Bericht der Ersten von der 3. Runde (Von Dr. Ferenc Toth)

… Scheiss drauf; diesmal hatten wir noch nicht einmal ein Glas dabei!!!= Bericht der Ersten von der 3. Runde

Liebe Eckbauern,

unser Durchmarsch in die 1. Bundesliga scheint fürs Erste gestoppt; die Schachfreunde haben uns – doch recht schonungslos – unsere Grenzen aufgezeigt und uns geerdet.

Doch um erstmal mit all den positiven Seiten des Mannschaftskampfes zu beginnen:

1. Wir haben uns alle pünktlich zum Spiel eingefunden.

2. Wir alle leben noch und sind gesund.

3. Es gibt Wichtigeres im Leben, als Schach.

4. Es war diesmal keine nervenzehrende Zitterpartie.

5. Die Schachfreunde haben für die Lehrstunde noch nicht einmal Geld genommen.

Aber im Ernst: ich glaube, wenn man am Ende des Tages keine einzige Partie gewinnen konnte, alle Schwarz-Partien verloren hat und – auch nach dem vorläufigen amtlichen Endergebnis – nur 3 Unentschieden auf der Habenseite verbuchen kann (Klaus, Stefan und Dieter waren die einäugigen Eckbauern), ist es müßig darüber zu spekulieren, wo genau der Eine oder Andere von uns hätte einen halben Punkt mehr holen können… Tatsächlich lief diesmal so ziemlich alles gegen uns ( – am längsten und am meisten durfte Klaus noch an einem „ganzen Punkt“ schnuppern – ), aber der Kampf wäre so oder so, im günstigsten Fall dann eben mit 3:5, verloren gegangen.
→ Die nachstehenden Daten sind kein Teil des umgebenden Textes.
PR #1142, opened 2026-08-06
Ranger 5730: Restrict role import createNonExist flag to roles only

eoinmcdonnell113:

RANGER-5730: Restrict createNonExistUserGroupRole during role import so it creates missing nested roles only, and does not create missing users or groups.

Previously, importRolesFromFile with createNonExistUserGroupRole=true treated users, groups, and nested roles the same way. That forced creation of missing users/groups during role import, which is undesirable for large synced environments.

This change:

Splits create-missing behavior in RoleRefUpdater into separate controls for users/groups vs nested roles
Updates RoleREST.importRolesFromFile so createNonExistUserGroupRole=true means create missing nested roles only (createNonExistUserGroup=false)
Leaves existing create/update role API behavior (createNonExistUserGroup) unchanged

## How was this patch tested?

Unit tests:

TestRoleRefUpdater — verifies missing users are not created when only role creation is enabled, and missing nested roles are scheduled for creation
TestRoleREST — verifies import passes (createNonExistUserGroup=false, createNonExistRole=true) when the import flag is true
TestRoleDBStore — existing create/update role coverage
Focused run result: TestRoleRefUpdater, TestRoleDBStore, and TestRoleREST — 102 tests passed (0 failures)

### DIFF
--- a/agents-common/src/main/java/org/apache/ranger/plugin/store/RoleStore.java
+++ b/agents-common/src/main/java/org/apache/ranger/plugin/store/RoleStore.java
@@ -40,6 +40,26 @@ public interface RoleStore {
         return updateRole(role, createNonExistUserGroup);
     }
 
+    /**
+     * Create role with separate controls for creating missing users/groups vs nested roles.
+     * Default implementation combines the flags for stores that do not support the split.
+     */
+    default RangerRole createRole(RangerRole role, Boolean createNonExistUserGroup, Boolean createNonExistRole, Boolean isRefTableCleanupRequired) throws Exception {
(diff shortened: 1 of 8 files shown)


ramackri:
@mneethiraj  / @pradeepagrawal8184 
Import with createNonExistUserGroupRole=true used to auto-create missing users/groups referenced in the JSON.
After this PR, that workflow breaks by design. Anyone who relied on import to seed users/groups from a role export file must instead:
Sync/create users & groups first (UserSync / UI / API), then import roles, or
Use POST /roles / PUT /roles/{id} with createNonExistUserGroup=true for individual role create/update (not bulk import)
Is this okay ?

pradeepagrawal8184 (approved):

Vielleicht ist es besser einmal mit Pauken und Trompeten zu verlieren und dafür in engen Kämpfen das Schachglück auf seiner Seite zu haben. Nur um es nochmal ganz deutlich auszusprechen: eine Zitterpartie mit erfolgreichem Ausgang ist mir doch lieber, als eine deutliche, „nervenschonende“ Abfuhr.
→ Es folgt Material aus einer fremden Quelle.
PR #1143, opened 2026-08-10
RANGER-5728: Update stress_kms script to run against Keberos enabled .

vikaskr22:
Existing stress_kms.py utility file is being updated to run against Kerberos enabled server. Now Ranger services run with Kerberos by default in Docker, so updated this script to run with Kerberos.

This script can still run with SIMPLE AUTH .

This script has been very helpful to quickly verify any sanity/tests, updating this to run with Kerberos will be helpful.

## How was this patch tested?

- mvn build with UT passed
- By running the script against Kerberos enabled server.

### DIFF
--- a/ranger-tools/src/main/python/stress/stress_kms.py
+++ b/ranger-tools/src/main/python/stress/stress_kms.py
@@ -29,27 +29,56 @@ import logging
 # This script requires Python package apache_ranger to be present.
 # The package can be installed using following command:
 #    pip3 install --upgrade apache_ranger
-#
+# If KMS is running with Kerberos, then 'requests-kerberos' package is required and can be installed using following command:
+#    pip3 install requests-kerberos
 
 ##
 ## This script calls KMS APIs from multiple-threads
 ##
 ## parameters:
 ##  kms_url:             URL to Apache Ranger admin server
-##  kms_auth:            authentication to connect to Apache Ranger admin server
+##  kms_auth_type:       authentication mode used to connect to Ranger KMS
+##                         'simple'   - Hadoop simple auth; identity is taken
+##                                      from `kms_user`.
+##                         'kerberos' - SPNEGO/Kerberos auth; identity is taken
+##                                      from the caller's Kerberos ticket cache
+##                                      (run `kinit` before starting the script).
+##                                      Requires the `requests-kerberos` package.
+##  kms_user:            user name to pass when kms_auth_type == 'simple'.
+##                         Ignored in kerberos mode.
 ##  key_count            number of keys to create
 ##  rollover_key_count:  number of times each key to be rolled over
 ##  encrypted_key_count: number of encrypted keys to generate per key
 ##  thread_count:        number of threads to call Apache Ranger APIs from
 ##
-kms_url             = 'http://localhost:9292'
-kms_auth            = HadoopSimpleAuth('keyadmin')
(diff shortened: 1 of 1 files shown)


ranger-tools/src/main/python/stress/stress_kms.py
```diff
@@ -29,21 +29,37 @@
...
+##  kms_user:            user name to pass when kms_auth_type == 'simple'.
+##                         Ignored in kerberos mode.
 ##  key_count            number of keys to create
 ##  rollover_key_count:  number of times each key to be rolled over
 ##  encrypted_key_count: number of encrypted keys to generate per key
 ##  thread_count:        number of threads to call Apache Ranger APIs from
 ##
-kms_url             = 'http://localhost:9292'
-kms_auth            = HadoopSimpleAuth('keyadmin')
+kms_auth_type       = 'kerberos'          # 'simple' | 'kerberos'
```
mneethiraj: Is use of `kms_auth_type` necessary? To keep this script simple, I suggest directly setting `kms_auth` in line 81 below: 

```
# use Hadoop simple authentication
kms_auth = HadoopSimpleAuth(kms_user)

# uncomment following 2 lines to use Kerberos authentication
# from requests_kerberos import HTTPKerberosAuth, DISABLED
# kms_auth = HTTPKerberosAuth(mutual_authentication=DISABLED)
```

vikaskr22: thanks for the review @mneethiraj .

Actually I simply tried to keep all the parameters that can be modified at one place, this way it remains consistent with other params like kms_user, kms_url etc. 
With explicit kms_auth_type along with description , it would be clear for the new user that this part is configurable. Making inline changes is also fine, but to me it seems making changes in the execution logic.

It's only about convention, please let me know your thoughts, I will change it.

mneethiraj: @vikaskr22 - the comments have become too noisy, hence my suggestion to keeps the code simple for humans to read. I would suggest only the following 2 changes:

1. add following at the top of the file (not much value in "optimizing" to import only when using Kerbeors
```
from requests_kerberos import HTTPKerberosAuth, DISABLED
```

2.  Change `kms_auth` initialization to following:
```
kms_auth = HadoopSimpleAuth(kms_user)
# for kerberos:
# kms_auth = HTTPKerberosAuth(mutual_authentication=DISABLED)

```

vikaskr22: incorporated the review comments. Please check. Thanks.

ranger-tools/src/main/python/stress/stress_kms.py
```diff
@@ -29,7 +30,8 @@
 # This script requires Python package apache_ranger to be present.
 # The package can be installed using following command:
 #    pip3 install --upgrade apache_ranger
-#
+# If KMS is running with Kerberos, then 'requests-kerberos' package is required and can be installed using following command:
```
mneethiraj: I suggest removing the comment in line 33, as requests-kerberos package is no more optional due to reference in line 23.

vikaskr22: Removed that comment @mneethiraj . Please check now.

mneethiraj (approved):

PR #536, opened 2025-08-11
fix(esp_gcov): rename Kconfig.gcov as Kconfig

erhankur:
Kconfig.gcov is renamed as Gcov options will be under component's own section instead of app_trace menuconfig.


erhankur:
@suda-morris PTAL

suda-morris (approved):
Please bump the version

Wir gehen mit drei Mannschaftspunkten ins nächste Jahr. Und das sind exakt drei Punkte mehr, als die beiden Letztplatzierten zur Zeit haben.

Gegen eine der beiden Mannschaften, Friesen Lichtenberg spielen wir in der nächsten Runde, auswärts. Es ist eine hochwillkommene Gelegenheit, uns zu rehabilitieren. In diese Begegnung gehen wir als Favorit. Im Fall eines Sieges stünden wir mit 5 Punkten wieder sehr ordentlich da und sollten die nachfolgenden Aufgaben ohne allzu viel negativen Druck angehen können. Diese Chance sollten wir uns nicht entgehen lassen.

Fürs Erste wünsche ich Euch schöne Weihnachtstage und einen sportlichen Übergang in ein gesundes, glückliches und erfolgreiches neues Jahr!!